Second, even to the extent that corporate boards correctly judge both the quality of executives and the extent to which quality matters for profitability, the actual amount they end up paying their top executives depends a lot on what other companies do. Thus, in the corporate world of the 1960s and 1970s, companies rarely paid eye-popping salaries to perceived management superstars. In fact companies tended to see huge paychecks at the top as a possible source of reduced team spirit, as well as a potential source of labor problems. In that environment even a corporate board that did believe that hiring star executives was the way to go didn’t have to offer exorbitant pay to attract those stars. But today executive pay in the millions or tens of millions is the norm. And even corporate boards that aren’t smitten with the notion of superstar leadership end up paying high salaries, partly to attract executives whom they consider adequate, partly because the financial markets will be suspicious of a company whose CEO isn’t lavishly paid.[2]

In the early 1990s, options had accounted for less than a quarter of executive pay. But by 2001, some 80 percent of executive compensation was in the form of stock options, notes [Arthur] Levitt, who looks back with regret on his role in failing to stop their explosive growth. “I consider this my biggest mistake as SEC chairman.”[3]

This is an example of a foolish practice that has become widespread due to our strong human tendencies to imitate and conform to the behaviour of others. It also illustrates the important but frequently unrecognized fact that, left to itself, the free market does not always produce the best, or even a good, outcome, since the decision to award corporate executives stock options was an entirely free-market decision.

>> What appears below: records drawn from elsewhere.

PR #35, opened 2016-12-07
Convert ReadPackage single argument calls to two arguments

fingolfin:


wilfwilson:
Thanks for this @fingolfin - we'll be happy to merge this, but we're wondering why this change is necessary?

Issue #23, opened 2016-09-14
Improve clique finding for digraphs with isolated vertices


wilfwilson:
For a digraph with isolated vertices, the automorphism group tends to be large - since the isolated vertices can be permuted at will. Therefore calculations involving the automorphism group of such digraphs may take longer. However, for cliques, an isolated vertex is only ever in a trivial (maximal) clique - so we really don't need to compute with these at all. (And they're probably not relevant to other computations either). Therefore the clique finder should pre-process a digraph to remove its isolated vertices using `ReducedDigraph`.

wilfwilson:
Resolved by PR #37

PR #37, opened 2016-12-07
Fix Issue #23: DigraphMaximalCliques

wilfwilson:
`DigraphMaximalCliques` and `DigraphMaximalCliquesReps` used to be slow when the digraph in question had lots of isolated vertices. This is because the subgroup of the automorphism group which acts on these vertices is the symmetric group, which is really big. Therefore calculations involving the automorphism group were taking ages. All of the time was spent calculating stabilizer chains, etc.

Now, in certain cases when it is safe to do so, we (in essence) remove the isolated vertices (except one), and remove the generators of the automorphism group which act on the isolated vertices. This speeds things up.


wilfwilson:
I'm going to merge this when the tests pass.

A related but different matter is the need to separate corporate power from all the branches of government power – legislative, executive, and judicial. Because the rise of corporate power only took place after the U.S. Constitution was adopted, it is hardly surprising that its formulators completely failed to recognize the importance of separating corporate power from the three branches of the American government. The failure to check corporate power, influence, and excess is the greatest problem facing the American people today. The fact that Americans have manifestly failed to prevent corporate power and control from assuming a disproportionate influence in government and legal matters is the primary reason why their democracy is no longer a “government of the people, by the people, for the people”, but instead has become a “government of the corporations, by the corporations, for the rich people.”

 

[1] Whereas, apart from the payment that was made by the original purchasers for their shares, a company’s shareholders have contributed absolutely nothing to the company which they own, the company’s workers obviously do contribute significantly to the company’s success. And yet, in the corporate system that we humans have devised and adopted on a large scale, it is the shareholders whose views and concerns are addressed, while increasingly the workers’ views and concerns are ignored because they have little or no power and influence on the decisions that are made by their company’s autocratic rulers. Clearly there is something wrong with such a perverse and unjust system, which rewards those who contribute little, while it occasionally mistreats, oppresses, overworks, and callously dismisses those who contribute significantly to the company’s success.

[2] The Conscience of a Liberal by Paul Krugman, p. 144. W. W. Norton & Company, New York, 2007.

[3] Billionaires’ Ball: Gluttony and Hubris in an Age of Epic Inequality by Linda McQuaig and Neil Brooks, chapter 7. Beacon Press, Boston, 2012.